There's this slightly curving piece of dirt road I ride up with some regularity: only about 250 m or 0.155 mile on the map, and elevation gain is about 30 m or 100 ft. That makes 645 ft/mile ?

That is steep enough for me, thank you.


----------



## wookie (Jan 24, 2007)

9 miles @ 600ft/mile (12%)


----------



## verve825 (Mar 16, 2005)

My "everyday" ride is ~2200' over 3.1 miles of dirt/rocks/roots/etc. (710 feet/mile). It's all rideable and gets cleaned bottom-top fairly often, but it's always hard. 

jb


----------



## Uncle Six Pack (Aug 29, 2004)

donutboy said:


> I have about 415 feet per mile out of my garage for 5.5 miles. I think it's pretty steep, but curious on what others call steep.
> 
> Thanks,
> 
> Donut


I'd say 415 feet/mile is steep for an extended climb (a mile or more)... but I' gonna estimate that we have spots around here that gain 800 feet/mile for a half mile or so... so it depends on your terrain. 415 feet per mile for 5 miles sounds like "out west" so while it doesn't sound very steep to me, it does sound like it could be miserable. They say here in the east, the hills aren't very high, but there's a lot of them, so I think a lot of trails have tended to be steeper.


----------



## donutboy (Jun 9, 2009)

*Columbia Gorge,Washington side.*

I could go steeper if I wanted/could but for right now, just getting back into it, 415-450 kicks my butt, but feels great at the end. I know if I took 3 of the trails between my switchbacks that I could push 500ft/mile.

All in good time.

Donut


----------



## highdelll (Oct 3, 2008)

5,280' per mile is fairly steep


----------



## ae111black (Dec 27, 2008)

highdelll said:


> 5,280' per mile is fairly steep


ummm........:bluefrown: :nonod: thats like vertical......


----------



## AZ (Apr 14, 2009)

1,700 feet in 3 miles . This climb starts @ 7,300 ft.


----------



## Uruk-hai (Apr 22, 2004)

darkslide18 said:


> 2000 feet in 3 miles.


The climb of the beast.


----------



## highdelll (Oct 3, 2008)

ae111black said:


> ummm........:bluefrown: :nonod: thats like vertical......


45*
-100%


----------



## ae111black (Dec 27, 2008)

highdelll said:


> 45*
> -100%


45*100=4500% wow thats really steep


----------



## [email protected] (Oct 17, 2009)

ae111black said:


> 45*100=4500% wow thats really steep


You gotta fly up it ...


----------



## Leopold Porkstacker (Apr 21, 2010)

Steepest I’ve ever calculated was approximately 800 feet in one mile. I would regularly use this hill on my road bike training rides with my lowest gear ratio being a 39 x 21.


----------



## smilinsteve (Jul 21, 2009)

donutboy said:


> I have about 415 feet per mile out of my garage for 5.5 miles. I think it's pretty steep, but curious on what others call steep.
> 
> Thanks,
> 
> Donut


That's pretty typical steepness for a lot of trails around here (CO front range), and they are pain in the @ss climbs. 1000 feet in 2 miles, 1500 feet in 3 miles etc. But the trails are often loose or technical, which really makes it tough. The same climb on smooth dirt or pavement would be significantly easier.


----------



## Jayem (Jul 16, 2005)

AZ.MTNS said:


> 1,700 feet in 3 miles . This climb starts @ 7,300 ft.

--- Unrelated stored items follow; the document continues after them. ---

PR #1036, opened 2023-11-15
fix(siteCreate): add redirect rules

kishore03109:
## Problem

Stg lite never configure properly, the url not correct + the redirect rules were not present + for reasons I do not know why there were blips when some of the sites had their jobs queued + it did not start even after a while. As such am pinging Amplify to release the jobs. Not sure if this completely fixes it, not sure why we have this issue now, so intent here is to add the release job + monitor for tickets. 

## Tests

running this in server.js 
```

deploymentsService.createAmplifyAppOnAws(
  "kishore-test-dev-gh",
  "kishore-test-again-delete-me",
  false
)

deploymentsService.createAmplifyAppOnAws(
  "kishore-test-dev-gh",
  "kishore-test-again-delete-me-staging-lite",
  true
)

```

note that there will be two apps being created in amplify. Staging lite will have the redirect rules for images + files, while the main app will have just the main 404 redirect. 

Stg lite
Screenshot 2023-11-16 at 9 37 51 AM
Screenshot 2023-11-16 at 9 37 45 AM

Stg
Screenshot 2023-11-16 at 9 37 31 AM
Screenshot 2023-11-16 at 9 37 26 AM

when visiting stg lite, we should see the images as such : https://staging-lite.da33yn9c7fu8b.amplifyapp.com/images/favicon-isomer.ico

### DIFF
--- a/src/services/identity/DeploymentClient.ts
+++ b/src/services/identity/DeploymentClient.ts
@@ -79,17 +79,40 @@ class DeploymentClient {
 
   generateCreateAppInput = (
     repoName: string,
-    repoUrl: string
-  ): CreateAppCommandInput => ({
-    name: repoName,
-    accessToken: SYSTEM_GITHUB_TOKEN,
-    repository: repoUrl,
-    buildSpec: AMPLIFY_BUILD_SPEC,
-    environmentVariables: {
-      JEKYLL_ENV: "development",
-    },
-    customRules: [{ source: "/<*>", target: "/404.html", status: "404" }],
-  })
+    repoUrl: string,
+    isStagingLite: boolean
+  ): CreateAppCommandInput => {
+    const stgLiteRedirectRules = [
+      {
+        source: "/files/<*>",
+        target: `https://raw.githubusercontent.com/isomerpages/${repoName}/staging/files/<*>`,
+        status: "200",
+      },
+      {
+        source: "/images/<*>",
+        target: `https://raw.githubusercontent.com/isomerpages/${repoName}/staging/images/<*>`,
+        status: "200",
+      },
+    ]
+    const defaultRedirectRules = [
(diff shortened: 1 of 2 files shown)


src/services/identity/DeploymentClient.ts
```diff
@@ -13,6 +13,9 @@ import {
   ListJobsCommand,
```
harishv7, line 13: does this mean we need to re-run this on all the quickiefied apps so far? they don't have redirects present?

src/services/identity/DeploymentsService.ts
```diff
@@ -152,17 +154,38 @@ class DeploymentsService {
...
+              branchName: "master",
+              jobType: "RELEASE",
+            })
+          )
           .map(() => amplifyInfo)
           .andThen(() =>
             this.deploymentClient
               .sendCreateBranch(createStagingBranchInput)
+              .andThen(() =>
+                this.deploymentClient.sendStartJobCommand({
```
harishv7, line 183: how is it working currently without this btw?

kishore03109: I am not sure why this doesnt work all the time

src/services/identity/DeploymentClient.ts
kishore03109: yes this would be the case, will be looking at all the apps for the past mth to change redirect rules

harishv7 (approved):

harishv7:
Verified as per above steps, cc  @kishore03109

harishv7:
Verified that the apps are created, imgs loading (e.g. https://staging-lite.da2l10qaui7tv.amplifyapp.com/images/favicon-isomer.ico) 
cc @kishore03109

Sounds like Bill Williams mountain, up the Benham trail. It's a pretty good climb, not crazy steep IMO, but sustained and never lets down until you get to the top. I just did it last weekend.


----------



## highdelll (Oct 3, 2008)

[email protected] said:


> You gotta fly up it ...


I'll be right there...


----------



## evasive (Feb 18, 2005)

Interesting thread. I've always been curious myself. 

For trails long enough that I can conveniently measure in feet/mile using GIS- most of our trails around town average a bit over 600 feet/mile, and none of those sections are longer than 2 miles. But I wouldn't say that anyone around here calls them steep, so much as grinders. I'd have to look at my GPS tracks for some of the steeper regional rides to see where they come in.


----------



## etuck (Feb 9, 2007)

I just checked the GPS for one of the toughest "consistently cleanable" climbs around here and it was 654 feet in .9 miles. That's the climb in the center of camp tamarancho for norcal folks and I can usually make it but not always. 

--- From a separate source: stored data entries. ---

PR #1043, opened 2023-12-03
chore(quickie): delete quickie for gh

kishore03109:
## Problem

Actual removal of the no longer needed `GithubCommitService` file to reduce complexity + fix test cases.


src/services/db/GitHubService.ts
```diff
@@ -241,10 +235,7 @@ export default class GitHubService {
 
   async readMedia(
     sessionData: UserWithSiteSessionData,
-    {
-      fileSha,
-      branchName = STAGING_BRANCH,
-    }: { fileSha: any; branchName?: string }
+    { fileSha }: { fileSha: any; branchName?: string }
```
seaerchin, line 238: nit: wrong typing - remove `branchName`! could we also stricten `fileSha` to `string`?

src/services/db/GitHubService.ts
```diff
@@ -209,18 +207,14 @@ export default class GitHubService {
 
   async read(
     sessionData: UserWithSiteSessionData,
-    {
-      fileName,
-      directoryName,
-      branchName = STAGING_BRANCH,
-    }: { fileName: any; directoryName: any; branchName?: string }
+    { fileName, directoryName }: { fileName: any; directoryName: any }
```
seaerchin, line 210: nit: could we stricten to `string`? i'm ok w leaving as-is and having another PR tidying types (similarly for type related nits gg forward in this PR)

src/services/db/GitHubService.ts
```diff
@@ -379,24 +370,21 @@ export default class GitHubService {
       sha,
       fileName,
       directoryName,
-      branchName = STAGING_BRANCH,
     }: {
```
seaerchin, line 373: just a sanity check (feel free to mark as resolved) - all call sites either ignore (default to `STAGING_BRANCH`) or pass in `STAGING_BRANCH` explicitly right? otherwise there'll be a regression

src/services/db/GitHubService.ts
```diff
@@ -767,11 +755,13 @@ export default class GitHubService {
...
     sessionData: UserWithSiteSessionData,
-    { commitSha }: { commitSha: any }
+    { commitSha, branchName }: { commitSha: any; branchName?: string }
   ) {
     const { accessToken } = sessionData
     const { siteName } = sessionData
-    const refEndpoint = `${siteName}/git/refs/heads/${STAGING_BRANCH}`
+    const refEndpoint = `${siteName}/git/refs/heads/${
+      branchName || STAGING_BRANCH
+    }`
```
seaerchin, line 764: i might be lacking context here but it seems abit weird to me to see `branchName` allowed as an argument here when we're explicitly removing it elsewhere (cos we know the branch should be `STAGING_BRANCH`) - is this because there are some call sites that need the branch to be different? (a merge to `master` perhaps)

seaerchin (commented):
only looked at code changes and skimmed tests - not approving first because of sanity checks. code wise lgtm

src/services/db/GitHubService.ts
kishore03109: Yes, this is the case! Specifically we have a `RepoManagementService` that calls on this branch name, and thus this API should be preserved

src/services/db/GitHubService.ts
kishore03109: good catch, removed

src/services/db/GitHubService.ts
kishore03109: I change those that can easily change ah (ie change + ts dont complain) will deprior those that require a change in control flow for now

kishore03109:
@seaerchin 
> just a sanity check (feel free to mark as resolved) - all call sites either ignore (default to STAGING_BRANCH) or pass in STAGING_BRANCH explicitly right? otherwise there'll be a regression

Agreed, looked through all the call sites and found one pending `getTree` that still maintains the branchName as a arg but actually we dont need it already. 

For the rest, the way i check is if the fun exists in `RepoService`, then make sure the call are compatible. 
There exists some calls of func A in `RepoService` that calls func B in `GithubService` by using super (eg. `readMediaFile`. For those i check if the call sites are compatible. 
^ reason for verbalising this is cuz yes quite a bit of code change, but i think this is sufficient to prevent regression, thoughts?

src/services/db/GitHubService.ts
seaerchin: abit confused here - you mean that this method **itself** has a call site that does not ignore it? if this is the case, we can't remove the `branchName` argument here right

kishore03109: arh i misunderstood this. but yes, from scanning all call sites dont pass in the staging arg, so we default to staging

src/services/db/GitHubService.ts
seaerchin: thanks for checking - seems like we (isomer admins) use it to reset branches so it should still be `staging`. that being said, it's ok to leave as-is cos this is hard to tell for sure + the added flexibility of resetting a diff branch might be useful for `staging/staging-lite/master`

seaerchin (approved):
lgtm

kishore03109:
### Merge activity

* **Dec 6, 5:51 AM**: @kishore03109 started a stack merge that includes this pull request via [Graphite](https://app.graphite.dev/github/pr/isomerpages/isomercms-backend/1043).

So 700 feet per mile is around my breaking point for a decent length climb.


----------



## Monte (Dec 20, 2003)

we have several climbs in WA that'll hit 1000'/mile. That's 20/34 land. Thing is, it's steep down too, always on the brakes.


----------



## brentos (May 19, 2006)

I consider anything over 750' / mile steep.

The steepest we have access to locally is 2,000' in 2 miles. Only time I EVER need a 22/34, and the only reason I'm not totally on board with the 2x10 thing.


----------



## hotfeat1227 (May 15, 2007)

35 feet per mile... welcome to Illinoisss


----------



## sdf1968 (Mar 7, 2007)

smilinsteve said:


> That's pretty typical steepness for a lot of trails around here (CO front range), and they are pain in the @ss climbs. 1000 feet in 2 miles, 1500 feet in 3 miles etc. But the trails are often loose or technical, which really makes it tough. The same climb on smooth dirt or pavement would be significantly easier.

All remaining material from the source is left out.